Se siamo coinvolti, Zelensky deve accettare che l’Italia e l’Europa abbiano voce in capitolo

Cinque giorni prima che iniziasse l’invasione russa, il cancelliere tedesco Scholz aveva tentato una mediazione: Zelensky avrebbe dovuto rinunciare alla Nato e dichiarare la neutralità dell’Ucraina, ha rifiutato

Il governo italiano deve assumere la guida della diplomazia della pace, deve rendersi disponibile al riconoscimento del Donbass e della Crimea.*
* Non affido la situazione a Zelensky, quest’uomo è un incapace totale politicamente"*


----------



## __king george__ (6 Aprile 2022)

Stanis La Rochelle ha scritto:


> Il tuo post è tipo uno di quegli spot in tv col bimbo africano scheletrico che mandano in onda per far presa sulla vecchiette e sfilargli soldi col lascito testamentario. Manipolazione emotiva per scucire soldi e truffare la gente e non risolvere una sega.


hai letto male mi sa

la risposta era si o no ma hai divagato...


----------



## Stanis La Rochelle (6 Aprile 2022)

__king george__ ha scritto:


> hai letto male mi sa
> 
> la risposta era si o no ma hai divagato...

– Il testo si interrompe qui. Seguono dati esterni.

PR #90, opened 2025-03-12
Replace StringList with ARRAY(VARCHAR)

GianlucaFicarelli:
Note: it requires `make destroy`, optionally followed by `make import`.


eleftherioszisis (approved):

mgeplf:
Nice, I think the StringList thing was a holdover from when JDC was doing things w/ sqlite?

No no. So benissimo gli intenti del tuo post è questo il problema.


----------



## __king george__ (6 Aprile 2022)

Stanis La Rochelle ha scritto:


> No no. So benissimo gli intenti del tuo post è questo il problema.

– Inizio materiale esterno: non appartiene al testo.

PR #91, opened 2025-03-14
Add SingleNeuronSimulation

eleftherioszisis:
* Add router for single-neuron-simulation for creating/reading single cell simulations
* Add read/create schemas
* Add simple schemas for MEModel for the needs of SIngleNeuronSimulation

Questions/Observations:

**1. SingleNeuronSimulation should be an Activity**
SingleNeuronSimulation serves the purpose of an activity which should have a layout of:
- used (config used for this activity)
- generated (result artifact of this activity)

However, it directly links an me_model, and has config + results in the attached file. While this is fine given that the single cell simulation is not a workflow task, if in the future we want to use it in the workflow context, it will not follow the expected Activity layout.

**2. injectionRecording is a list, but a singular entry in the example resource.**
In the existing model:
```
    injectionLocation: Mapped[StringList] = mapped_column(default="")
    recordingLocation: Mapped[StringList] = mapped_column(default=[])
```
In the example resource:
```
  "injectionLocation": "soma[0]",
  "recordingLocation": ["soma[0]_0.5"],
```
Are there use cases for multiple injection locations?


jdcourcol:
yes, injection location could be a list indeed.

jdcourcol:
> 1. SingleNeuronSimulation should be an Activity
yeah, we should rework that you are right.

app/schemas/simulation.py
```diff
@@ -0,0 +1,36 @@
...
+class SingleNeuronSimulationCreate(
+    SingleNeuronSimulationBase,
+    AuthorizationOptionalPublicMixin,
+):
+    me_model_id: int
+    brain_region_id: int
+
+
+class SingleNeuronSimulationRead(
+    SingleNeuronSimulationCreate,
```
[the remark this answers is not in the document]
eleftherioszisis: Indeed we don't want the ids. Fixed it.

app/routers/single_neuron_simulation.py
```diff
@@ -0,0 +1,58 @@
...
+    SingleNeuronSimulationRead,
+)
+
+router = APIRouter(
+    prefix="/single-neuron-simulation",
+    tags=["single-neuron-simulation"],
+)
+
+
+@router.get(
```
jdcourcol, line 21: There is no route without id ?

eleftherioszisis: > There is no route without id ?

Not yet. Should it return a paginated result of all entities? Do we also need filtering support?

jdcourcol: yes we need pagination, filtering and fulltext search. I think you can take inspiration for @g-bar 's PR

app/filters/single_neuron_simulation.py
```diff
@@ -0,0 +1,27 @@
...
+
+class SingleNeuronSimulationFilter(
+    CustomFilter,
+    CreationFilterMixin,
+    ContributionFilterMixin,
+):
+    name__ilike: str | None = None
+    brain_region_id: int | None = None
+
+    me_model: MEModelFilter | None = FilterDepends(with_prefix("me_type", MEModelFilter))
```
bilalesi, line 21: `status` is good option too, in bluenaas we have this status: 
"started", "failure", "success",
but it's open to change in the next version of bluenaas

bilalesi:
the `single_neuron_simulation` model is missing the `results` and `config` properties, are we planning to save those as `json` field or as `Assets`, 
for the config is too small we can make it even as columns in the db
for the results sometimes it's get bigger depends on the `number of recording` and `number of amplitudes`, `duration`
(for 1 recording and 5 amplitudes "the default config" is around 10mb)

eleftherioszisis:
> the `single_neuron_simulation` model is missing the `results` and `config` properties, are we planning to save those as `json` field or as `Assets` ?, for the config is too small we can make it even as columns in the db for the results sometimes it's get bigger depends on the `number of recording` and `number of amplitudes`, `duration` (for 1 recording and 5 amplitudes "the default config" is around 10mb)

I wonder why the config does not also specify the me-model that is going to be used. Do we need two different components that act as configuration inputs?

An [Activity schema](https://www.w3.org/TR/prov-o/#Activity) would usually be defined with a "used" property with the used configuration that parameterizes the simulation activity, and a "generated" that is the activity's produced entity, i.e. the results.

app/filters/single_neuron_simulation.py
eleftherioszisis: Would it be ok if we use the same status enum as workflow activities?
https://github.com/openbraininstitute/entity-management/blob/980fb8e341e828bab860a802fcf30201b34c3c69/entity_management/core.py#L321

bilalesi: yes, I am okey with those two but then we need to change `bluenaas`

eleftherioszisis: ok, I will leave them as in blueness for now.

bilalesi:
> I wonder why the config does not also specify the me-model that is going to be used. Do we need two different components that act as configuration inputs?

the me-model was saved in the resource before
```
"used": {
    "@id": "https://bbp.epfl.ch/data/bbp/mmb-point-neuron-framework-model/1b89d6a2-3d6e-4530-a4af-6752412987ea",
    "@type": "MEModel"
  }
```

the reason why we did not save it in the config back then was due we did not have the full picture on how the final configuration will look like, it was open to change for the fields name, what we should kept and not, so DKE asks to save it as json and then will add those in the resource schema when we have the final version

app/routers/single_neuron_simulation.py
```diff
@@ -0,0 +1,188 @@
...
+    project_context: VerifiedProjectContextHeader,
+):
+    with ensure_result(error_message="SingleNeuronSimulation not found"):
+        query = (
+            constrain_to_accessible_entities(
+                sa.select(SingleNeuronSimulation),
+                project_context.project_id,
+            )
+            .filter(SingleNeuronSimulation.id == id_)
+            .options(joinedload(SingleNeuronSimulation.me_model))
```
g-bar, line 51: I think we're missing the joinedloed with BrainRegion since it's included in the SingleNeuronSimulationRead schema.

eleftherioszisis:
> the `single_neuron_simulation` model is missing the `results` and `config` properties, are we planning to save those as `json` field or as `Assets` ?, for the config is too small we can make it even as columns in the db for the results sometimes it's get bigger depends on the `number of recording` and `number of amplitudes`, `duration` (for 1 recording and 5 amplitudes "the default config" is around 10mb)

Would it work to store it as an asset file similar to how it was stored before?

app/schemas/simulation.py
```diff
@@ -0,0 +1,40 @@
...
+)
+from app.schemas.me_model import MEModelRead
+
+
+class SingleNeuronSimulationBase(BaseModel):
+    model_config = ConfigDict(from_attributes=True)
+    name: str
+    description: str
+    seed: int
+    status: str
```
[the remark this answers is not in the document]
eleftherioszisis: Yeah, I added a SingleNeuronSimulationStatus

g-bar:
I think we're missing a trigger to populate the description_vector when name, description are updated. But we can merge and I'll add it in my PR since I already have a function do it. https://github.com/openbraininstitute/entitycore/pull/101/files#diff-a7e62c6cce5db0921b3561ed08af4c0dbce2830301041b753a0db854bc164a2b

Also maybe we can add more tests for the list view later on.

g-bar (approved):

che intento..il post è chiaro non c'è nessun intento..se non la curiosità di sapere la risposta messi di fronte a una domanda concreta senza tanti giri di parole


----------



## danjr (6 Aprile 2022)

Toby rosso nero ha scritto:


> Draghi in conferenza stampa, annunciando il PIL al 3,1% e il deficit al 5,6%:
> 
> "Andiamo con l'UE, se ci propone l'embargo sul gas, siamo contenti di seguire. Quello che vogliamo è lo strumento più efficace per la pace. Ci chiediamo se il prezzo del gas possa essere scambiato con la pace. Preferiamo la pace o il termosifone, anzi il condizionatore d'aria acceso?. Questa è la domanda che ci dobbiamo porre".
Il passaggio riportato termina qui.